Excerpted data:

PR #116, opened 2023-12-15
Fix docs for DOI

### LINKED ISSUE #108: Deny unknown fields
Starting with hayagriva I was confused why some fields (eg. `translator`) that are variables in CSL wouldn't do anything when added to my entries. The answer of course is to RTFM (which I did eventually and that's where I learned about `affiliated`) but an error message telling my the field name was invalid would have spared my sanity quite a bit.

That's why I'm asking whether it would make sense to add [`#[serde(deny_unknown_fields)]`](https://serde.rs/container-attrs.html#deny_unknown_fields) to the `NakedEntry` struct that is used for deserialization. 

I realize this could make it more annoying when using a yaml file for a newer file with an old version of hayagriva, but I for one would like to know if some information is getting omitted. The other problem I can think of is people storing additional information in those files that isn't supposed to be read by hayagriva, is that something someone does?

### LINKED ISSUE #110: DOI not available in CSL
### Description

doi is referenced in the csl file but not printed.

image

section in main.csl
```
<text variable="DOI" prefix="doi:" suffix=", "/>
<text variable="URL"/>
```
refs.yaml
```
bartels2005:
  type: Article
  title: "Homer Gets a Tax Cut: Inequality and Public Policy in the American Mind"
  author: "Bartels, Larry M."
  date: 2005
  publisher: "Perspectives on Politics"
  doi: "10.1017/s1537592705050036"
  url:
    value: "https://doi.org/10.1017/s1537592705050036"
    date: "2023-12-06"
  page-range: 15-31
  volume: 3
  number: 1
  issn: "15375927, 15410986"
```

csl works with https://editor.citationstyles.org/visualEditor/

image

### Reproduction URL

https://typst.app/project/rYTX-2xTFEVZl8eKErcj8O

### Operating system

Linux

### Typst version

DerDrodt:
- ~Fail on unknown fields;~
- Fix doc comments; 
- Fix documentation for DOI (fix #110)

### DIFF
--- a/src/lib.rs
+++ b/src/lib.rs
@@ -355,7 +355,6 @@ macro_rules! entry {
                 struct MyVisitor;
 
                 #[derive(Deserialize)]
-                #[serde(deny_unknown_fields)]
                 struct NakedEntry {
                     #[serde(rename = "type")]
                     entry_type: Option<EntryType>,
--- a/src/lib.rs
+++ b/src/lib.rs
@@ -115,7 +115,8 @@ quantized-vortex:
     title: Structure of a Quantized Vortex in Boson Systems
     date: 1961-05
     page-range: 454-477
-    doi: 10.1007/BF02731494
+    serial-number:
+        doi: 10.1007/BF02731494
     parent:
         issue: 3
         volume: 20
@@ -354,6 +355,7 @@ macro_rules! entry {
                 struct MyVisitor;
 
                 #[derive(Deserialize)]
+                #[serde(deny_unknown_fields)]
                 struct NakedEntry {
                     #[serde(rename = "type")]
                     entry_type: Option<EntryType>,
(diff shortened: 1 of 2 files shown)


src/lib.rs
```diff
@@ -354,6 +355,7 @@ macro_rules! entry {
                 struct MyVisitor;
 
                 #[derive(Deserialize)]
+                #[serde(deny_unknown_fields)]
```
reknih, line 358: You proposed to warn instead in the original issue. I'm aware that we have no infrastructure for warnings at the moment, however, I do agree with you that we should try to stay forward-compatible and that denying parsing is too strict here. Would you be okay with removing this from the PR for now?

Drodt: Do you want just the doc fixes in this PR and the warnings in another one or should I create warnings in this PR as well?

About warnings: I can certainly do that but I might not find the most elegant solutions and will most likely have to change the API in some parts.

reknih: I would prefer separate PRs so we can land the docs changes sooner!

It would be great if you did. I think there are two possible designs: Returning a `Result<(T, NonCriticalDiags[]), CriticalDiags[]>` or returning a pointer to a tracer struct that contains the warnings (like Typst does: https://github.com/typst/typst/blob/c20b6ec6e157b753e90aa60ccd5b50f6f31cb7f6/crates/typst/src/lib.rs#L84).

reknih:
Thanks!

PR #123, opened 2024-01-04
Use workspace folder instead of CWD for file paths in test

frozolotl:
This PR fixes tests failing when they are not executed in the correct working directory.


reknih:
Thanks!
==
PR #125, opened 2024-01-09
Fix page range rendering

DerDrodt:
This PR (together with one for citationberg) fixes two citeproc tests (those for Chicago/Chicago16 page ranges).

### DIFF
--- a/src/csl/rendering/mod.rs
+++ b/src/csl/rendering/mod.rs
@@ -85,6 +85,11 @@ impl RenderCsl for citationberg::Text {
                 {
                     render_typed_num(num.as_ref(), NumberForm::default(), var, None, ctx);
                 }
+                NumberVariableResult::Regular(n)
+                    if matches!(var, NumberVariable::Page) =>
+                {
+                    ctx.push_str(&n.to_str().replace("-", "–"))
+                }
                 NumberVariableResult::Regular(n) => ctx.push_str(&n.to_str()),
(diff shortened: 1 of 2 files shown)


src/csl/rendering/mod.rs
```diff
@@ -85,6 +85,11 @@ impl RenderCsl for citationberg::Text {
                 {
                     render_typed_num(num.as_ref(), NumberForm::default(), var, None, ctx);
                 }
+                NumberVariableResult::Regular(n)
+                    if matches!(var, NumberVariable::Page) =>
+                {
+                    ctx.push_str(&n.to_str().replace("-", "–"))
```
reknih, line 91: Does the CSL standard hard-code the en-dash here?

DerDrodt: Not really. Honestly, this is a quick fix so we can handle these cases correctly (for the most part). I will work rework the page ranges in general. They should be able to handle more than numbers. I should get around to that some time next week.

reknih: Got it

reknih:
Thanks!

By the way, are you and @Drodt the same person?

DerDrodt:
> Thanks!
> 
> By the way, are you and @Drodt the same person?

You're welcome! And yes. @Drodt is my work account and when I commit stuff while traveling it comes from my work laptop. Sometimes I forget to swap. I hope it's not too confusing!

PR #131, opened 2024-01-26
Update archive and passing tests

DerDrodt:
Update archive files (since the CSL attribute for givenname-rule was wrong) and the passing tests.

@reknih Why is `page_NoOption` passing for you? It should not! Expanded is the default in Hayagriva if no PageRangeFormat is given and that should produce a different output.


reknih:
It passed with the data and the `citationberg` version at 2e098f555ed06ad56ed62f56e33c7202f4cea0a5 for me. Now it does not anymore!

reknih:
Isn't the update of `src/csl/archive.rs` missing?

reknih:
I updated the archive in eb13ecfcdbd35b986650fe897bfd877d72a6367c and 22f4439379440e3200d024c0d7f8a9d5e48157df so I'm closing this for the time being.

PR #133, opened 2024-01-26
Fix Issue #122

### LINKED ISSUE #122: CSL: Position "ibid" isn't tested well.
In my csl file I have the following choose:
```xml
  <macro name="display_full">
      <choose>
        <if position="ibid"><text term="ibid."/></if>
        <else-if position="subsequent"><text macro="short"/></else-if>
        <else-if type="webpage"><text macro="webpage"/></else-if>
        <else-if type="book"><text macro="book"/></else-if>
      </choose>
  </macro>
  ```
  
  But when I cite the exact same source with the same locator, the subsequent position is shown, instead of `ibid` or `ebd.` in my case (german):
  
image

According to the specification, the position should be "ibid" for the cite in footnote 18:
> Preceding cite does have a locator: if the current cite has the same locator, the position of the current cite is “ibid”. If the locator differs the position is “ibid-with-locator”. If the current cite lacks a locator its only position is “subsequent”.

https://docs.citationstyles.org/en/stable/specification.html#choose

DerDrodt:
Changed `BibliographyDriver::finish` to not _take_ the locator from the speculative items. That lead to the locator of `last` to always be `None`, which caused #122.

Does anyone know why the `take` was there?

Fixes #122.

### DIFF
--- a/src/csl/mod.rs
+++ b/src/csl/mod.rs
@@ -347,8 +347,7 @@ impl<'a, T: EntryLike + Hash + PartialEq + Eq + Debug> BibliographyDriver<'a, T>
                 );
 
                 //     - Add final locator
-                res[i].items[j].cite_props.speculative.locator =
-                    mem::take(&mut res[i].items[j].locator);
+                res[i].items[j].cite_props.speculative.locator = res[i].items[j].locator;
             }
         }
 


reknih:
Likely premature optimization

What to do:
Go through the data above and copy each line that holds the word "title".

Solution to this problem:
  title: "Homer Gets a Tax Cut: Inequality and Public Policy in the American Mind"
     title: Structure of a Quantized Vortex in Boson Systems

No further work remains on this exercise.